What is needed> Copy each line of the material in which the word "that" appears.

▬▬▬▬▬▬▬▬▬▬

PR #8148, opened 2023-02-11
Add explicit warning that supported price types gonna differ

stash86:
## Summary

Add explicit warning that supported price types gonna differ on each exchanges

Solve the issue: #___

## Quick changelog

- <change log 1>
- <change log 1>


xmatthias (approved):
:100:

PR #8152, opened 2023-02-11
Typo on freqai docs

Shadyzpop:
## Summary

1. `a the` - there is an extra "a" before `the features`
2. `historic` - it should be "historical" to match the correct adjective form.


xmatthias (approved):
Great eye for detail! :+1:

▬▬▬▬▬▬▬▬▬▬

Task result>
Add explicit warning that supported price types gonna differ
Add explicit warning that supported price types gonna differ on each exchanges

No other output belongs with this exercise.